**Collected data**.

..........

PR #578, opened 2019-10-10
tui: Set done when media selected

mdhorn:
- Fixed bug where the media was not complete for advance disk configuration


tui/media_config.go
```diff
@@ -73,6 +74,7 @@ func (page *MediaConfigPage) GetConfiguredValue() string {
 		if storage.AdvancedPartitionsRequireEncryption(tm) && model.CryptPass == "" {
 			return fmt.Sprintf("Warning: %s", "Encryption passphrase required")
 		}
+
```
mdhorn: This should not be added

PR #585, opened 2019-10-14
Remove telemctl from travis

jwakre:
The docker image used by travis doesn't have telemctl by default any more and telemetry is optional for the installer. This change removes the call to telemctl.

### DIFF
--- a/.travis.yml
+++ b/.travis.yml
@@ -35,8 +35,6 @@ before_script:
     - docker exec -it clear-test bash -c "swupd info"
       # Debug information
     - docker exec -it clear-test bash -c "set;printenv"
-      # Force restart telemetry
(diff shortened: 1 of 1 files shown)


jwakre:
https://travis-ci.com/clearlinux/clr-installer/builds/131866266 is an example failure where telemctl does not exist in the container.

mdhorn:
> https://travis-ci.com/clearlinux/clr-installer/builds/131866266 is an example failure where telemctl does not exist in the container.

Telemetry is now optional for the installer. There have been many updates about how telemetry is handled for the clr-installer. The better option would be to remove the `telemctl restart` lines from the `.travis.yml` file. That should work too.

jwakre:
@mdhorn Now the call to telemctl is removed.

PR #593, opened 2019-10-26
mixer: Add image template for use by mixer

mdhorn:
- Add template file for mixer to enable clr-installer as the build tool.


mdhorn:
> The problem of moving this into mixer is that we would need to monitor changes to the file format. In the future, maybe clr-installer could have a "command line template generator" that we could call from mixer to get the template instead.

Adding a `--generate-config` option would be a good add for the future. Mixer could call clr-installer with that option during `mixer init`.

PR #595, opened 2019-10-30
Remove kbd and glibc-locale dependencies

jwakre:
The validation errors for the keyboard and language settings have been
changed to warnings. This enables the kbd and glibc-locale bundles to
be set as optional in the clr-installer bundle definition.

..........

**Problem description**.
Each entry above should be repeated exactly, with no line left out.

**Task answer**.
PR #578, opened 2019-10-10
tui: Set done when media selected

mdhorn:
- Fixed bug where the media was not complete for advance disk configuration


tui/media_config.go
```diff
@@ -73,6 +74,7 @@ func (page *MediaConfigPage) GetConfiguredValue() string {
 		if storage.AdvancedPartitionsRequireEncryption(tm) && model.CryptPass == "" {
 			return fmt.Sprintf("Warning: %s", "Encryption passphrase required")
 		}
+
```
mdhorn: This should not be added

PR #585, opened 2019-10-14
Remove telemctl from travis

jwakre:
The docker image used by travis doesn't have telemctl by default any more and telemetry is optional for the installer. This change removes the call to telemctl.

### DIFF
--- a/.travis.yml
+++ b/.travis.yml
@@ -35,8 +35,6 @@ before_script:
     - docker exec -it clear-test bash -c "swupd info"
       # Debug information
     - docker exec -it clear-test bash -c "set;printenv"
-      # Force restart telemetry
(diff shortened: 1 of 1 files shown)


jwakre:
https://travis-ci.com/clearlinux/clr-installer/builds/131866266 is an example failure where telemctl does not exist in the container.

mdhorn:
> https://travis-ci.com/clearlinux/clr-installer/builds/131866266 is an example failure where telemctl does not exist in the container.

Telemetry is now optional for the installer. There have been many updates about how telemetry is handled for the clr-installer. The better option would be to remove the `telemctl restart` lines from the `.travis.yml` file. That should work too.

jwakre:
@mdhorn Now the call to telemctl is removed.

PR #593, opened 2019-10-26
mixer: Add image template for use by mixer

mdhorn:
- Add template file for mixer to enable clr-installer as the build tool.


mdhorn:
> The problem of moving this into mixer is that we would need to monitor changes to the file format. In the future, maybe clr-installer could have a "command line template generator" that we could call from mixer to get the template instead.

Adding a `--generate-config` option would be a good add for the future. Mixer could call clr-installer with that option during `mixer init`.

PR #595, opened 2019-10-30
Remove kbd and glibc-locale dependencies

jwakre:
The validation errors for the keyboard and language settings have been
changed to warnings. This enables the kbd and glibc-locale bundles to
be set as optional in the clr-installer bundle definition.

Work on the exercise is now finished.